# Fish fry question



## Kickapoo Duke (May 15, 2010)

I've been getting questions about the spring fish fry; maybe even as soon as March 19th, but here's my question:
How many would be scared off, not come or not eat fish because of the recent fish advisory for Lake Livingston?
Personally, it doesn't bother me at all--at my age, something else will do me in before the PCBs and like Sunbeam said, "The PCBs taste like fish anyway"

Other main dishes have been suggested, but what's a fish fry without fried fish?


----------



## Whitebassfisher (May 4, 2007)

Duke, due to the recent press release, I probably wouldn't eat over 3 or 4 pounds (weight before frying) myself. I would just fill in with sides.


----------



## Bankin' On It (Feb 14, 2013)

Duke I've cut back to about 3 fish meals per week (usually about 15 fillets). Ain't glowing but I'm hoping for a super power of some sort eventually. 

I will find the hidden crappie pile this year too. Hidin' crappie. You know who you are. I ain't naming names (Matt).


----------



## FREON (Jun 14, 2005)

Aint no way I would eat any fish from there.....Heard that if you do all of your babies will be born naked!!


----------



## whsalum (Mar 4, 2013)

I have always heard fish was brain food so I'm still eating it ( so far I can't confirm the validity of the old wise tale ) .


----------



## GT11 (Jan 1, 2013)

I will still come but only have beer and banana pudding!


----------



## Sunbeam (Feb 24, 2009)

Here is the farmers almanac for March 2016 in east Texas.
The 19th looks good.
At my age I ain't skeered of nuttin! I 'll eat the fish and top it off with a big slug of nanner puddin.

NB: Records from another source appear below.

PR #1246, opened 2022-05-20
Passing security groups by specifying more options in addition to UUIDs on ports

### LINKED ISSUE #1245: Specify security groups by name at Port level
As a user, I would like to specify security groups by name instance creation time.

As we have it now, it is possible to specify security groups at `port level `using uuids. However, the instance level setting is more flexible in that it allows specifying security groups using other parameters as shown below. 

```
DESCRIPTION:
FIELDS:
   filter       <Object>
   name <string>
     Security Group name
   uuid <string>
     Security Group UID
```
It would be useful if this feature is also added at port level. 
This can be archived by adding a new field in order to support backward compatibly. A sample template is shown below. 

```
apiVersion: infrastructure.cluster.x-k8s.io/v1alpha5
metadata:
  name: basic-1-md-0
  namespace: default
spec:
  template:
    spec:
      securityGroups:
      - name: capo-instance-level-sg
      ports:
      - description: "Port 1 with security group"
        securityGroups: # old field, left for backward compatiblity
        - "2f6584db-5138-453b-b47b-99696cb11f0f" 
        securityGroupsFilters: # the new field
        - name: "capo-port-level-sg" # Security Group name
      cloudName: openstack-1
      flavor: 2C-4GB-100GB
```

/kind feature

Xenwar:
With `OpenStackMachineTemplate` it is possible to specify security groups at both instance and port levels. However, both levels do not have same format, with the instance level having more options. This PR moves the port level format closer to that of the instance level, as shown below.

Specifying security groups at port level:

```
spec:
  template:
    spec:
      ports:
      - description: "Port 1 with security group in UUID format"
        securityGroups: 
        - "2f6584db-5138-453b-b47b-99696cb11f0f" 
```

Specifying security groups at port level:

```
spec:
  template:
    spec:
        securityGroups:
        - name: "capo-port-instance-level-sg"
           uuid: ....
           filter: .....
```

As can be seen above, the instance level setting has more options. This PR the `securityGroupsFilters` field. The original field `port.securityGroups` is kept for backward compatibility. However, the old field is redundant  due to the `securityGroupsFilters` already containing the `UUID` field. Therefore, removing it is more preferable. 

Fixes #1245

### DIFF
--- a/api/v1alpha4/conversion_test.go
+++ b/api/v1alpha4/conversion_test.go
@@ -244,6 +244,7 @@ func TestFuzzyConversion(t *testing.T) {
 						v1alpha5PortOpts.Network = nil
 					}
 				}
+				v1alpha5PortOpts.SecurityGroupFilters = nil
 			},
 			func(v1alpha5FixedIP *infrav1.FixedIP, c fuzz.Continue) {
 				c.FuzzNoCustom(v1alpha5FixedIP)
--- a/hack/ci/cloud-init/controller.yaml.tpl
+++ b/hack/ci/cloud-init/controller.yaml.tpl
@@ -152,7 +152,10 @@
 
     # Adjust the CPU quota
     openstack quota set --cores 32 demo
-    openstack quota set --secgroups 50 demo
+    openstack quota set --secgroups 200 demo
+    openstack quota set --secgroup-rules 1000 demo
+    openstack quota set --secgroups 100 admin
+    openstack quota set --secgroup-rules 1000 admin
 - path: /root/devstack.sh
   permissions: 0755
   content: |
--- a/pkg/cloud/services/networking/port.go
+++ b/pkg/cloud/services/networking/port.go
@@ -89,11 +89,12 @@ func (s *Service) GetOrCreatePort(eventObject runtime.Object, clusterName string
 				MACAddress: ap.MACAddress,
 			})
 		}
-
-		securityGroups = portOpts.SecurityGroups
-
+		securityGroups, err = s.CollectPortSecurityGroups(eventObject, portOpts.SecurityGroups, portOpts.SecurityGroupFilters)
+		if err != nil {
+			return nil, err
+		}
 		// inherit port security groups from the instance if not explicitly specified
-		if securityGroups == nil {
+		if securityGroups == nil || len(*securityGroups) == 0 {
 			securityGroups = instanceSecurityGroups
 		}
 	}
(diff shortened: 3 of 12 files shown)


pkg/cloud/services/networking/port.go
```diff
@@ -91,9 +91,22 @@ func (s *Service) GetOrCreatePort(eventObject runtime.Object, clusterName string
...
+		if securityGroupFilters != nil {
+			securityGroupFiltersByID, err := s.GetSecurityGroups(securityGroupFilters)
+			if err != nil {
+				return nil, fmt.Errorf("error getting security groups: %v", err)
+			}
+			for _, sg := range securityGroupFiltersByID {
+				if sg == "" {
+					continue
+				}
+				*securityGroups = append(*securityGroups, sg)
```
apricote, line 105: How will this handle duplicate security groups? E.g. if the same uuid is specified in `portOpts.SecurityGroups` and `portOpts.SecurityGroupFilters`

hack/ci/cloud-init/controller.yaml.tpl
```diff
@@ -153,6 +153,8 @@
     # Adjust the CPU quota
     openstack quota set --cores 32 demo
     openstack quota set --secgroups 50 demo
+    openstack quota set --secgroups 100 demo
```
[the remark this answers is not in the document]
Xenwar: thanks, will do that after the current test.

pkg/cloud/services/networking/port.go
Xenwar: Tried duplicates, and it does fail, no check on that.
Thanks, will add the logic to remove the duplicates.

pkg/cloud/services/networking/port.go
```diff
@@ -89,11 +89,12 @@ func (s *Service) GetOrCreatePort(eventObject runtime.Object, clusterName string
 				MACAddress: ap.MACAddress,
 			})
 		}
-
-		securityGroups = portOpts.SecurityGroups
-
+		securityGroups, err = s.CollectPortSecurityGroups(eventObject, portOpts.SecurityGroups, portOpts.SecurityGroupFilters)
+		if err != nil {
+			return nil, fmt.Errorf("multiple ports found with name \"%s\"", portName)
```
jichenjc, line 94: should we only log the err itself here?

Xenwar: The error message is wrong, will remove the text. 
However, we need to return the error as it tells the absence of the security groups specified in the manifests.

pkg/cloud/services/networking/port.go
Xenwar: Done: now duplicates are removed
1. securityGroups field
2. securityGroupFilter field
3. A combination of the two.

hack/ci/cloud-init/controller.yaml.tpl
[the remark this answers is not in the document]
Xenwar: done

api/v1alpha4/conversion_test.go
```diff
@@ -244,6 +244,7 @@ func TestFuzzyConversion(t *testing.T) {
 						v1alpha5PortOpts.Network = nil
 					}
 				}
+				v1alpha5PortOpts.SecurityGroupFilters = nil
```
apricote, line 247: @bavarianbidi is introducing `utilconversion.(Un)MarshalData` from Cluster API in #1247 to avoid losing data on a round-trip conversion to v1alpha4 and back to alpha5.

https://github.com/kubernetes-sigs/cluster-api-provider-openstack/pull/1247/files#diff-9a53c6afb893cfd6bb4f50185dea035075cb0ef25fce713667c270d5c9668a31R41

I think it makes sense to also apply this here, though I am not sure about the best process for this, some options:

- wait until #1247 is merged and then rebase ontop
- extract the round-trip setup into a seperate PR and rebase this ontop
- continue as is and do this in a follow up PR once #1247  is merged

pkg/cloud/services/networking/port.go
```diff
@@ -257,3 +258,37 @@ func (s *Service) GarbageCollectErrorInstancesPort(eventObject runtime.Object, i
...
+		allSecurityGroupIDs = append(allSecurityGroupIDs, *portSecurityGroups...)
+	}
+	// generate unique values
+	uids := make(map[string]int)
+	for _, sg := range allSecurityGroupIDs {
+		if sg == "" {
+			continue
+		}
+		uids[sg] = 1
+		securityGroupCount++
```
apricote, line 283: `securityGroupCount` is initialized to the number of SGs returned from the filter (line 271). Here you increment it by one for every single security group returned by either the filters, or the explicit id list. In effect, you are double counting the security groups from the filter.

This can be fixed by initializing `securityGroupCount := 0` in line 271.

This does not introduce any impacting bugs, only the slice for `distinctSecurityGroupIDs` will have a backing array that is too large.

Xenwar: True, but even with `securityGroupCount := 0` at 271, we will still have extra space consumed. 
The reason is `allSecurityGroupIDs` could still contain duplicates. 

I will add an extra loop to count distinct values.

api/v1alpha4/conversion_test.go
Xenwar: I think doing it in a follow up PR could be good as I am planning the deprecate the `securityGroups` field. The reason being, the uuid it provides is also provided by the new introduced `securityGroupFilter` field.

pkg/cloud/services/networking/port.go
Xenwar: Added `securityGroupCount := 0 `at 271, change the incremental to conditional, thanks.

Xenwar:
/hold cancel
deprecating the `port.securityGroup` and comment https://github.com/kubernetes-sigs/cluster-api-provider-openstack/pull/1246#discussion_r881309276, will addressed on a separated PR.

api/v1alpha4/conversion_test.go
bavarianbidi: I'm also fine doing a separate PR as it seems that all conversation unit tests has to be refactored. Already though about but didn't had much time to start the discussion.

MARCH 2016: temperature 60Â° (1Â° below avg. north, 3Â° above south); precipitation 2" (2" below avg. north, 1" above south); Mar 1-10: Sunny; cool, then warm; Mar 11-13: Rain, then sunny, cool; Mar 14-21: Sunny; cool, then warm north; warm south; Mar 22-24: Sunny; Mar 25-31: Sunny north, rainy south; cool.


----------



## Sunbeam (Feb 24, 2009)

You coming Reel Time? I'll start the logistic to get us both there.


----------



## Reel Time (Oct 6, 2009)

March 19 looks great for me. The advisory did not include crappie (hint hint, Pet Spoon)!


----------



## 3StoogesFishing (May 4, 2010)

Duke,

Real fisherman and fisher ladies are not going to let a little thing like an advisory keep us from eating fish. I was told that if I drink Tito's every meal that it may make me have a drinking problem and I do not see that happening. LOL. I hope that we have one and get an opportunity to have this fish fry.


----------



## housewolf (Nov 24, 2014)

I would love to come to my first spring fish fry. I wanted to go last year but was tied down with other plans. In fact I'd have to do some rearranging to make this one. Either way... we eat the fish we catch in LL when we darn well please.


----------



## SeaOx 230C (Aug 12, 2005)

Considering coming also, it would be my first time going to something like this. 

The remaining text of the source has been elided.